The Supreme Court of Arkansas recognizes the common-law Rule Against Perpetuities and has done so since 1840. See Moody v. Walker, 3 Ark. 147 (1840). This well-known rule of property declares void any future interest which will not necessarily vest within some life in being at the time of its creation plus twenty-one years. See Cotham v. First National Bank, 287 Ark. 167, 697 S.W.2d 101 (1985); Comstock v. Smith, 255 Ark. 564, 501 S.W.2d 617 (1973); see also J. Gray, The Rule Against Perpetuities § 201 (3d ed. 1915). It has to be obvious that the instruments under scrutiny here fail to comply with this rule, for there was no one alive at the time that the future interests under the trusts were created to whom one can point and say with certainty that those interests would vest within twenty-one years after his death. Because the trusts are of potentially perpetual duration, distributees could be chosen long after everyone who was alive when the trusts were created had been dead for twenty-one years, and since the interest of such a beneficiary could not vest any earlier than the moment he or she is chosen as a beneficiary, if not until the time of actual distribution, the rule against remote vesting is manifestly violated.
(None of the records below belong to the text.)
PR #6053, opened 2024-04-07
Move S4 tests to own script

### LINKED ISSUE #3808: isolate S4 unit tests into new test script
Goal is to allow to `cc()`, equivalent to `cc("tests.Rraw")`, run without having to uninstall data.table. If S4 could be put into own Rraw test script, then running only that new S4 test script, `cc("S4.Rraw")`, would require to uninstall data.table.

MichaelChirico:
Closes #3808.

### DIFF
--- a/.dev/cc.R
+++ b/.dev/cc.R
@@ -42,14 +42,11 @@ sourceImports = function(path=getwd(), quiet=FALSE) {
   if (!quiet && length(nsParsedImports)) cat(sprintf("Ensuring objects from %d import entries in NAMESPACE resolve correctly\n", length(nsParsedImports)))
   for (ii in seq_along(nsParsedImports)) {
     entry = nsParsedImports[[ii]]
-    if (paste0("package:", entry[[1L]]) %in% search()) next # not strictly needed since a redundant 'require()' is just skipped, but helpful for reducing noise in !quiet case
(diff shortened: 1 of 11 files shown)


MichaelChirico:
Whoops, somehow I pushed this commit to master in 7b749b1e1649f94736e7ac672bde6bc2b2ed3bf3. I reverted it to make sure this goes through normal review.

Defendant insists, however, that the trusts relevant here are exempt from the Rule Against Perpetuities because they are charitable. The court disagrees. The restriction on gifts of income that they must be made to entities that could qualify the trusts for a tax deduction probably does not save the income interests, because there are some organizations that are classified as charitable for tax purposes that might well not qualify as such under common-law definitions of charities. For instance, 26 U.S.C. § 170(c) (3) makes tax exempt gifts to "[a] post or organization of war veterans," and the court does not believe that the Supreme Court of Arkansas would recognize as charitable a perpetual trust for the support, say, of a local V.F.W. or American Legion post. In order to be charitable at common law, a trust must have been established for the relief of poverty, the advancement of education or religion, the promotion of health, or such similar purposes. See Restatement (Second) of Trusts §§ 368-374 (1959). At best, therefore, a trust that limits its contributions to those entities that will qualify it for a tax deduction would be a so-called mixed trust, that is, one that is both an ordinary private one and a charitable one. But this construction is unavailable here, since it would be theoretically possible for the trustees to devote all of the income to objects that would make their gifts tax deductible but nevertheless not charitable in the common-law sense.

The future interests that the relevant trusts create in the corpus are even more obviously defective. The trustees are specifically authorized to distribute the entire principal to any person at any time, without regard to any object that could even remotely be described as charitable.

Since all the future interests created by these trusts in both income and corpus violate the Rule Against Perpetuities, the trusts cannot stand.

 
III.

When a trust fails at its inception, the trustees hold the property upon a resulting trust for the settlor or his estate. See Restatement (Second) of Trusts § 411. The court will therefore order the trustees of the relevant trusts to pay over the corpus to the personal representative of the *890 decedents for administration along with the other assets of the estates.